Write out the data below exactly, from its first line to the line containing "not padding the packet for a minimal size.", that line included.

------------

PR #407, opened 2021-02-19
Pad packets after the 'end' option to be more conformant

xcllnt:
RFC 2131 gives two examples of padding in section 4.1. For both the
examples, the 'end' option preceeds the padding with the 'pad' option.
These examples relate to overloading pre-defined fields for options,
not padding the packet for a minimal size.

Older versions of the U-Boot firmware support DHCP, but do not expect
the 'pad' option. The firmware logs the following warning for each
occurence:
    *** Unhandled DHCP Option in OFFER/ACK: 0
This warning disappears when the 'end' option preceeds the 'pad'
option.

### DIFF
--- a/dhcpv4/async/client.go
+++ b/dhcpv4/async/client.go
@@ -9,8 +9,8 @@ import (
 	"time"
 
 	promise "github.com/fanliao/go-promise"
-	"github.com/insomniacslk/dhcp/dhcpv4"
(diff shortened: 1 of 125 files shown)


pmazzini:
The diff has a lot of unwanted stuff like changing the imports. Do you mind cleaning it?

xcllnt:
Ugh. I didn't intended to have additional commits added to the pull request...

PR #409, opened 2021-03-10
Improve compatibility with some devices

EugeneOne1:
We, the _AdGuard_ team, have received an [issue](https://github.com/AdguardTeam/AdGuardHome/issues/2582) some time ago.  After researching a little we've found that some devices may include trailing zero-byte in [DHCP option 12](https://tools.ietf.org/html/rfc2132#section-3.14) length calculation.  We've also found that similar issues with some other options were already solved in fcbde74dab23754aa33fbcd409327c0a1409f2a7.

For now, we've come up with a [little workaround](https://github.com/AdguardTeam/AdGuardHome/commit/5aa0ca9319919f35eb2e1dc4c9e6d8f0385c394e) in _AdGuard Home_, but it's a temporary solution.  Please review our little fix, we hope to get rid of our crutch as soon as possible :)

### DIFF
--- a/dhcpv4/dhcpv4.go
+++ b/dhcpv4/dhcpv4.go
@@ -604,7 +604,8 @@ func (d *DHCPv4) DomainName() string {
 //
 // The Host Name option is described by RFC 2132, Section 3.14.
 func (d *DHCPv4) HostName() string {
-	return GetString(OptionHostName, d.Options)
+	name := GetString(OptionHostName, d.Options)
+	return strings.TrimRight(name, "\x00")
 }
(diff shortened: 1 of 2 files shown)


pmazzini:
As RFC2132 states "Options containing NVT ASCII data SHOULD NOT include a trailing NULL; however, the receiver of such options MUST be prepared to delete trailing nulls if they exist."

This is consistent with #286. LGTM

pmazzini (approved):

hugelgupf (approved):

PR #410, opened 2021-03-12
nclient4: Ensure server identifier matches

mfischer:
Ensure server identifier matches the offer server identifier when
looking for ACKs or NAKs.

This protects against rogue DHCP servers NAKing requests the shouldn't.

Signed-off-by: Moritz Fischer <moritzf@google.com>

### DIFF
--- a/dhcpv4/nclient4/client.go
+++ b/dhcpv4/nclient4/client.go
@@ -414,6 +414,25 @@ func IsMessageType(t dhcpv4.MessageType, tt ...dhcpv4.MessageType) Matcher {
 	}
 }
 
+// IsCorrectServer returns a matcher that checks for the correct ServerAddress.
+func IsCorrectServer(s net.IP) Matcher {
+	return func(p *dhcpv4.DHCPv4) bool {
+		return p.ServerIdentifier().Equal(s)
+	}
+}
+
+// IsAll returns a matcher that checks for all given matchers to be true.
+func IsAll(ms ...Matcher) Matcher {
+	return func(p *dhcpv4.DHCPv4) bool {
+		for _, m := range matchers {
+			if !m(p) {
+				return false
+			}
+		}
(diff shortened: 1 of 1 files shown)


dhcpv4/nclient4/client.go
```diff
@@ -482,7 +501,9 @@ func (c *Client) RequestFromOffer(ctx context.Context, offer *dhcpv4.DHCPv4, mod
 		return nil, fmt.Errorf("unable to create a request: %w", err)
 	}
 
-	response, err := c.SendAndRead(ctx, c.serverAddr, request, IsMessageType(dhcpv4.MessageTypeAck, dhcpv4.MessageTypeNak))
+	response, err := c.SendAndRead(ctx, c.serverAddr, request, IsAll(
+		IsCorrectServer(offer.ServerIdentifier),
```
hugelgupf, line 505: offer.ServerIdentifier()?

hugelgupf: I was actually just looking for a mention in the RFC for validating this field. It doesn't require it. I'd add a comment here saying something like

// Servers are supposed to only respond to Requests containing their server identifier, but sometimes non-compliant servers respond anyway. Clients are not required to validate this field, but servers are required to include the server identifier in their Offer per RFC 2131 Section 4.3.1 Table 3.

mfischer: Yeah, makes sense :) Unfortunately I know at least one misbehaving server :-)

hugelgupf (approved):

hugelgupf:
i'm gonna wait till monday to see if @insomniacslk or @pmazzini have comments

pmazzini (approved):
lgtm

hugelgupf:
lol it doesn't build, but travis didn't catch it? looking into it.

------------

### Answer for this exercise
PR #407, opened 2021-02-19
Pad packets after the 'end' option to be more conformant

xcllnt:
RFC 2131 gives two examples of padding in section 4.1. For both the
examples, the 'end' option preceeds the padding with the 'pad' option.
These examples relate to overloading pre-defined fields for options,
not padding the packet for a minimal size.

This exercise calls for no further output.